» The task:
Return each line of the material below exactly. Begin at the first and end on the line with "## What did not change".
+++
PR #2479, opened 2026-09-17
feat(map.lic): v3.0.0 rewritten from GTK to Lich's WebUI

Nisugi:
`;map` 3.0.0: rewritten from GTK to Lich's WebUI. Companion to the lich-5 WebUI stack (elanthia-online/lich-5 #1648 through #1655); it needs Lich with the WebUI at contract 2.19 and tells an older Lich so instead of failing.

## What changed

- The window is a browser app window served by Lich. The sheet, the room circle, the tag and location X markers and the note pins are drawn by the browser from data (composite layers), so they stay crisp at any zoom. Nothing is rasterised with Cairo any more.
- The options menu (Follow, Keep Centered, Expanded Canvas, Keep window on top, Dark Mode, Dynamic Indicator Size, Hide Scrollbars, Opacity, Scale, Maps, Tags, Locations, Find room, Add/Edit Note) is the contract's popup menu. Find room and the note editor are panels under the map instead of separate windows.
- Ctrl+wheel zooms around the pointer. Drag pans. Click, shift-click, ctrl-click and fix mode behave as before.
- Keep-on-top and opacity are applied to the real OS window. Borderless is gone: a browser app window cannot be made frameless, so the option is not offered.
- All the GC anchoring, `gtk_safe` wrapping and platform-specific window hints went with GTK. The script is about half its former length.

## What did not change

Every setting keeps its key (`keep_above`, `keep_centered`, `expanded_canvas`, `follow_mode`, `global_scale`, `global_scale_enabled`, `map_scale`, `dark_mode`, `opacity`, `hide_scrollbars`, `dynamic_indicator_size`), the per-character window size and position, `map_notes.json`, tags, locations, the links between sheets, `;map <room>`, `;map fix`, `;map trouble`, `;map reset` and `;map help`.

## How it was tested

- A harness that loads the script against a stubbed script scope and renders through Lich's real page builder and validator: sizing, layers, menus, click routing, notes, find, zoom, geometry persistence, settings, dark mode, centring through a real viewer attach.
- In game on Windows: opens at the saved size, follows the room, centres, zooms, keep-on-top and opacity applied.


mrhoribu (changes requested):
# PR Review: feat(map.lic): v3.0.0 rewritten from GTK to Lich's WebUI (elanthia-online/scripts#2479)

**Reviewed:** 1 file, +934/−2581 at `2c4c2b7` on 2026-09-17. Based on: full file at head, the previous `map.lic` at `master`, and the unmerged lich-5 WebUI stack checked out at `origin/webui/default-flip` (`28cd856f`, the head of lich-5 #1655, which contains #1648–#1655). Findings were verified by running `ElanthiaMap::Window#render` against lich-5's real `TreeBuilder`/`Validator`, and by counting the live GS4 mapdb (`elanthia-online/mapdb`, 21,497 rooms with an image across 276 sheets).
**Verdict:** Request changes
**Summary:** A careful, well-structured rewrite — the locking discipline is right, the tree validates, and the coordinate maths round-trips correctly against the client. But two of the options menu's own entries can produce a composite that exceeds the contract's 512-layer bound and kill the script, and the per-character window *position* that the PR says is preserved is never actually applied to the window.

## Blockers

### 1. Tags / Locations markers blow the contract's 512-layer bound and kill the script — `scripts/map.lic:659`

```ruby
marked_rooms(@active_tag) { |room| room.tags&.include?(@active_tag) }.each do |coords|
  result.concat(cross(coords, ox, oy, BLUE, s))
end
marked_rooms(@active_location) { |room| room.location.to_s == @active_location }.each do |coords|
  result.concat(cross(coords, ox, oy, GREEN, s))
end
```

`marked_rooms` (`map.lic:680`) is uncapped, and `cross` emits two `line` layers per room. With the sheet image and the room marker that is `2N + 2` layers for `N` marked rooms, while `Contract::COMPOSITE_PROPERTIES[:layers]` is `array(COMPOSITE_LAYER, max: BOUNDS[:collection])` — 512 (`lich-5/lib/webui/contract.rb:618`). So any selection covering **256 or more rooms on one sheet** raises `SchemaViolationError` out of `builder.composite`.

I drove the real `Window#render` through lich-5's real `Page`/`TreeBuilder`/`Validator` with a stubbed script scope. 255 marked rooms → 512 layers, renders. 256 → 514 layers → `Lich::WebUI::SchemaViolationError: must contain at most 512 items (cid=page:map/scroll:view/composite:map field=layers)`.

These selections are not hypothetical — they are entries this script's own menus build. Counting the current GS4 mapdb, seven `(sheet, tag-or-location)` groups are already over the line:

| Rooms | Entry | Sheet |
|---|---|---|
| 355 | Location: Old Ta'Faendryl | `en-old_ta_faendryl-1716923763.png` |
| 329 | Tag: ironfern root | `wl-gates-1264234799.png` |
| 308 | Location: the Citadel | `rr-citadel-1717856937.png` |
| 290 | Tag: ironfern root | `wl-mineroad-1264234799.png` |
| 272 | Tag: withered black mushroom | `wl-gates-1264234799.png` |
| 259 | Location: Ta'Illistim | `en-ta_illistim-new.jpg` |
| 258 | Location: Darkstone Castle | `wl-darkstone-1717380773.png` |

Notes on the sheet add two more layers each, so the real threshold is lower than 256 for anyone using notes.

What the player sees is worse than a one-off error, because it fails twice on different paths. `on_tag`/`on_location` (`map.lic:970`) deliberately don't call `refresh` — they lean on the runtime's post-`menu_item change` refresh, which runs in `Runtime#refresh_loop`; that rescues `StandardError`, logs, and gives up (`lich-5/lib/webui/runtime.rb:638`), so the window simply stops updating with no message. Then the next room change reaches `show_room` → `refresh` → `Lich::WebUI.refresh`, which has no rescue, so the exception unwinds out of the follow loop into `ElanthiaMap.run`'s handler and the script prints `[map: Fatal error: Lich::WebUI::SchemaViolationError: ...]` and dies. The only saving grace is that `@active_tag`/`@active_location` are not persisted by `save_settings`, so restarting `;map` recovers.

The menus themselves are already capped against this bound (`values.first(COLLECTION - 2)` at `map.lic:872`, `maps.first(COLLECTION - 2)` at `map.lic:815`), which is fairly good evidence the layer list was just missed rather than considered and accepted. A budget in `layers` — cap the combined marker set at `512 - (image + marker + note layers)` and `respond` once that markers were truncated — would be enough, though drawing each marked room as a single `rect` instead of two crossed `line`s doubles the headroom for free.

## Major

### 2. The saved window position is never restored — `scripts/map.lic:315`

```ruby
@browser = Lich::WebUI.open(page: @page, presentation: -> { window.window_presentation },
                            title: title_for(nil),
                            geometry: { width: @char_settings[:window_width].to_i, height: @char_settings[:window_height].to_i })
```

The PR body says "the per-character window size and position" is unchanged, and the comment at `map.lic:617` says "a reopened window comes back where the viewer left it". `window_position` is read at `map.lic:377`, updated from the browser at `map.lic:1073`, written back at `map.lic:389` and rendered into the geometry facility at `map.lic:622` — but nothing ever applies it:

- `BrowserLauncher.geometry_arguments` only emits `--window-position` when the geometry hash carries `position:` (`lich-5/lib/webui/browser_launcher.rb:119`). The call above passes only `width`/`height`, and `PresentedWindow.open` forwards the hash unchanged (`lich-5/lib/webui/presented_window.rb:31`).
- On the client, `fitWindow` reads only `geometry.width`/`geometry.height` (`lich-5/lib/webui/assets/app.js:1644`), `applyFacilities` reads only width/height (`app.js:1688`), and `moveTo` appears nowhere in `app.js`. The facility's `x`/`y` are inert.

So the window comes back at the right size and wherever Chrome feels like putting it. The fix looks like one line — add `position: @char_settings[:window_position].first(2).map(&:to_i)` to the `geometry:` hash, since the launcher already supports it — plus either dropping `x`/`y` from the facility or saying in a comment that they're carried for a client that may honour them later.

### 3. Keep-on-top and Opacity are now Windows-only, and fail silently elsewhere — `scripts/map.lic:325`

`window_presentation` feeds `PresentedWindow`, whose `apply` is a no-op until a window handle has been found (`lich-5/lib/webui/presented_window.rb:63`), and discovery only runs when `WindowPresentation.available?` — which is `false` unless `Lich::Common::Frontend.native_windows_runtime?` (`lich-5/lib/webui/window_presentation.rb:68`). The old version used `Gtk::Window#keep_above` and `#opacity` (`map.lic@master:642`, `:1125`), which worked wherever GTK ran.

On Linux and macOS, "Keep window on top" and the whole Opacity submenu now toggle, persist, re-render with the new check state, and do nothing at all. The `presentation` facility is also sent to the client, but the runtime records it as a degradation rather than honouring it for a real OS window. The changelog calls out Borderless as removed; this deserves the same treatment — either hide the two items when `Lich::WebUI::WindowPresentation.available?` is false, or say plainly in the changelog and `;map help` that they are Windows-only. "How it was tested" lists Windows only, which is consistent with this having gone unnoticed.

### 4. Every setting written from a menu handler is silently discarded — `scripts/map.lic:930`

`on_setting_toggle`, `on_follow_toggle`, `on_opacity`, `on_scale`, `on_surface_zoom` and `on_window_geometry` all call `save_settings`, which writes through `Settings[]=` / `CharSettings[]=`. Those run on the WebUI dispatcher thread, and `Settings` resolves its namespace from `Script.current`:

- `CharSettings.[]=` → `Settings.set_script_settings(active_scope, name, value)` with no `script_name` (`lich-5/lib/common/settings/charsettings.rb:18`), which falls through to `script_name || Script.current.name` (`lich-5/lib/common/settings.rb:365`).
- `Script.current` resolves by thread: `__running_snapshot.find { |c| c.has_thread?(Thread.current) }` over `@thread_group`, `@cleanup_thread_group` and borrowed workers (`lich-5/lib/common/script.rb:1077`, `:2876`, `:2557`).
- The dispatcher's worker thread is created by `Dispatcher#owner_state`'s `Thread.new` from a server connection thread (`lich-5/lib/webui/dispatcher.rb`), and nothing in `lib/webui/` binds it to a script — the only thread variable it sets is `THREAD_CONTEXT_KEY`. Because this script deliberately starts the service from `ThreadGroup::Default` (`map.lic:306`, which is the right call for the listener), that whole chain lives outside the script's group.

So `Script.current` is `nil`, `nil.name` is `nil` under lich-5's `NilClass#method_missing` patch, and `save_to_database` takes its `script_name.nil? || script_name.empty?` branch: *"Aborting save. ... Data will NOT be persisted"* (`lich-5/lib/common/settings.rb:367`). That log line is itself suppressed, since `@@log_level` defaults to `LOG_LEVEL_NONE`. Worse, `current_script_settings` first caches and mutates a root under the key `"::<scope>"` — a namespace belonging to no script.

In practice nothing is lost today, because `run` and the `before_dying` block both call `save_settings` from the script's own thread on the way out, and that write does land. But the design here is save-on-change, and it isn't happening: any exit that skips `before_dying` loses the session, and `on_window_geometry` fires a dropped write roughly twice a second while a window is being dragged. The `Settings` API has the seam you need — `Settings.root_proxy_for(scope, script_name: ...)` and the `script_name:` keyword on `set_script_settings` both accept an explicit name — so capturing `@script.name` in `initialize` and threading it through, or simply marking `@dirty` in handlers and doing the write from the follow loop on the script thread, would close it.

## Minor

- **`@pending_zoom_scroll` is never initialized** — `map.lic:1130` is its first assignment and `map.lic:1134` reads it via `.tap`, which is an uninitialized-ivar read on the path where `on_surface_zoom` returns early because `@current_map` is nil. Harmless (`nil` short-circuits the `if scroll`), but every other ivar in the class is declared in `initialize`; this one should be too, if only so the class reads consistently.
- **`register_sheets`'s rescue leaves two ivars undefined** — `map.lic:449`: if the first `register_files` raises, `@dark_dir` and `@dark_route` are never assigned, and `sheet_source` reads them. It works (both read as `nil`), but the rescue sets `@route = nil` explicitly and should set the other two for the same reason.

## Nits

- `window = self` is assigned twice in `show`, at `map.lic:295` and again at `map.lic:314`; the second is dead.
- The contract gate at `map.lic:62` requires `major == 2 && minor >= 19`. That matches `Contract::MAJOR_VERSION` today, so it is correct — but it means a future contract 3.x locks the script out with a message that says "2.19 or later", which will read as a bug when it happens.

## Open questions

- **Does the window grow by the title-bar height on every launch?** `windowGeometry()` reports `window.outerWidth`/`outerHeight` (`app.js:51`), which is what `on_window_geometry` stores and what `show`/the geometry facility hand back. But `fitWindow` treats the declared geometry as the *content* size and adds the chrome before resizing: `width = ceil(inner.width + chrome.width)` where `chrome = outerWidth - innerWidth` (`app.js:1651-1657`). Read literally that makes each `;map` come up one title bar taller than the last. It may never fire — Chrome blocks `window.resizeTo` on windows it did not open via script, and a `--app=` window launched from the command line is arguably one of those, which would match your "opens at the saved size" result. **Settles it:** start `;map` three times in a row without touching the window and note the height each time. If it grows, the fix is on the lich-5 side (report `innerWidth`/`innerHeight`, or stop adding chrome in `fitWindow`), not here.
- **Is one image layer per sheet enough for the dark-map set?** `sheet_source` (`map.lic:463`) falls back to the light sheet when the dark variant is missing, which is right — but it means a half-populated `maps-dark` directory silently mixes light and dark sheets in the same session. Was that the old behaviour too, or did the GTK version tint? (`resolve_map_path` at `map.lic@master:437` looks like the same fallback, so I suspect this is unchanged and fine.)

## What this PR gets right

- **The lock discipline is correct, and that is not easy here.** `render` holds `@lock` for the whole tree build, and every method the builder blocks reach back into — `layers`, `canvas_size`, `scale`, `tags_on_sheet`, `render_*_submenu` — is lock-free, so there is no re-entrant `Mutex` deadlock. Every handler that calls `refresh` releases `@lock` first (`on_surface_activate:1178`, `on_surface_zoom:1133`, `on_open_panel:980`). I looked for a deadlock specifically and could not construct one.
- **The zoom-anchoring maths is right.** `px = x + scroll_x` reconstructs the unscaled surface pixel exactly as the client intends (`app.js:1288-1303` divides both sides by the rendered scale before splitting them), and `px * new - x * old` is the correct new scroll offset to hold the point under the pointer. Easy to get subtly wrong; this isn't.
- **The whole component tree validates**, including the panels, the notes, the empty-map fallback and the no-notes case — I ran each through the real validator. Every prop used (`hidden` on `text_input`, `context_menu` on `text`, `variant`, `emphasis: 'subtle'`, `kind: 'separator'`, `compact`, `slot`) exists in contract 2.19, and the menus are already capped against `BOUNDS[:collection]`.
- **The comments explain the non-obvious choices rather than the obvious ones** — why the service starts from `ThreadGroup::Default`, why `scroll_position` is written per viewer and rendered once, why the builder blocks capture `window` and `builder` explicitly under `instance_exec`. Each of those was a real hazard and each is called out where the next reader will hit it.
- **The dark-map path is more robust than what it replaces**: `File.join(File.dirname(@map_dir), 'maps-dark')` handles Windows separators, where the old `map_path.sub('/maps/', '/maps-dark/')` would not have.

## Coverage notes

- No `gh` CLI in this environment; the PR was fetched over the GitHub API and raw content. The `scripts` repo was available as a local clone, so `master`'s `map.lic` and its history were read directly.
- **The entire lich-5 WebUI stack this depends on (#1648–#1655) is still open.** Everything above was verified against `origin/webui/default-flip` (`28cd856f`); if that stack changes before merge, the layer bound, the launcher's `--window-position` handling and `WindowPresentation.available?` are the three things to re-check. The two repos need to land together in either case.
- Findings 1 and 4 and the tree validation were confirmed by execution: the script's `ElanthiaMap` module was loaded against a stubbed script scope (`Room`, `Settings`, `CharSettings`, `XMLData`, `Char`, `respond`) and rendered through lich-5's real `Page`/`TreeBuilder`/`Validator` under Ruby 4.0.5. Finding 1's room counts come from the current `elanthia-online/mapdb` `gs/rooms` tree. Findings 2 and 3 are traced through code on both sides but not confirmed against a running Lich.
- Not verified: anything requiring a live game session or a real browser — the window-fitting question above, whether `PresentedWindow` finds the Chrome window by title in practice, actual click-to-`go2` routing, and `;map fix`. Rubocop was not run (this repo's bundle is not installed in this environment), so style-rule conformance is unchecked.

Nisugi:
Thanks for the review. Everything is addressed at `a89c8265` (plus `f9d3ecc0` for the rubocop failure CI caught).

**Blocker 1, layer bound.** `layers` now budgets against `COLLECTION`: the sheet, the notes and the room circle are always drawn, the markers get what is left at two layers each, and a selection that is cut short is announced once per (sheet, tag, location) so the follow loop does not repeat it. I kept the crossed lines rather than switching to a rect so the markers look as they did; the cap is what matters. Pinned by a harness case with a 401-room tag selection that renders within the bound.

**Major 2, position.** The saved position is now passed in the `geometry:` hash to `Lich::WebUI.open`, so the launcher emits `--window-position`. The facility's `x`/`y` are kept because the lich-5 client now honours them: Chrome ignores `--window-position` once it is already running, exactly as it ignores `--window-size`, so the client moves the window on the same first fit that sizes it (lich-5, `webui/review-2-fixes`).

**Major 3, keep-on-top and opacity.** The two menu items are only rendered when `Lich::WebUI::WindowPresentation.available?` is true, and the changelog says they are offered only where Lich can reach the OS window. Harness case renders the menu with the override both ways.

**Major 4, settings from the dispatcher thread.** Handlers no longer call `save_settings`; they set a dirty flag and the follow loop writes on the script's thread (it also wakes on a Follow toggle so the write is not left waiting for a room change). Harness asserts the handler leaves `CharSettings` untouched and the flush writes it.

**Minor and nits.** `@pending_zoom_scroll` declared in `initialize`; `register_sheets`' rescue clears all three route ivars; the dead `window = self` is gone; the gate message now says "within contract 2".

**Open question, window growth.** You were right, and it was not this script. The hidden geometry field reported `outerWidth`/`outerHeight`, `fitWindow` treated that as the content size and added the chrome, so each open grew by a title bar until `availHeight` clamped it. In-game: placed the window, reopened it, it grew once, then held. Fixed on the lich-5 side (the field reports the inner size now; position stays outer for `moveTo`), with a client-harness case. Dark-sheet fallback is unchanged from 2.x, as you suspected.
+++
» Output of the exercise:
PR #2479, opened 2026-09-17
feat(map.lic): v3.0.0 rewritten from GTK to Lich's WebUI

Nisugi:
`;map` 3.0.0: rewritten from GTK to Lich's WebUI. Companion to the lich-5 WebUI stack (elanthia-online/lich-5 #1648 through #1655); it needs Lich with the WebUI at contract 2.19 and tells an older Lich so instead of failing.

## What changed

- The window is a browser app window served by Lich. The sheet, the room circle, the tag and location X markers and the note pins are drawn by the browser from data (composite layers), so they stay crisp at any zoom. Nothing is rasterised with Cairo any more.
- The options menu (Follow, Keep Centered, Expanded Canvas, Keep window on top, Dark Mode, Dynamic Indicator Size, Hide Scrollbars, Opacity, Scale, Maps, Tags, Locations, Find room, Add/Edit Note) is the contract's popup menu. Find room and the note editor are panels under the map instead of separate windows.
- Ctrl+wheel zooms around the pointer. Drag pans. Click, shift-click, ctrl-click and fix mode behave as before.
- Keep-on-top and opacity are applied to the real OS window. Borderless is gone: a browser app window cannot be made frameless, so the option is not offered.
- All the GC anchoring, `gtk_safe` wrapping and platform-specific window hints went with GTK. The script is about half its former length.

## What did not change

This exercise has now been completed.